PR #145540, opened 2026-09-12
test(ui): fix retained machine capture reference

steipete:
Refs #145463 #145436

## What Problem This Solves

The merged New Session cloud-dispatch proof fails with `ReferenceError: retainedMachine is not defined` when `OPENCLAW_CAPTURE_UI_PROOF=1` is enabled. The two independently passing PRs composed a new screenshot reference with an earlier removal of that local variable.

## Why This Change Was Made

Use the same scoped Fast-machine locator that the test already uses immediately above the capture. This is a one-line repair; interaction, selection and dispatch assertions remain intact.

## User Impact

Restores the synthetic capture flow without changing production UI or timing limits.

## Evidence

Reproduced the failure on merged main `da762af0e80c9fe6a61422dc5591ab24e5c9a3ce`. The repaired cloud-dispatch case passes with capture enabled in 22.16 seconds, and its synthetic screenshot was inspected. The other three capture cases passed during that merged-main replay.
---------------
| EXERCISE BRIEF |
Which lines above include the word "cloud"? Show each one.

| EXERCISE RESPONSE |
The merged New Session cloud-dispatch proof fails with `ReferenceError: retainedMachine is not defined` when `OPENCLAW_CAPTURE_UI_PROOF=1` is enabled. The two independently passing PRs composed a new screenshot reference with an earlier removal of that local variable.
Reproduced the failure on merged main `da762af0e80c9fe6a61422dc5591ab24e5c9a3ce`. The repaired cloud-dispatch case passes with capture enabled in 22.16 seconds, and its synthetic screenshot was inspected. The other three capture cases passed during that merged-main replay.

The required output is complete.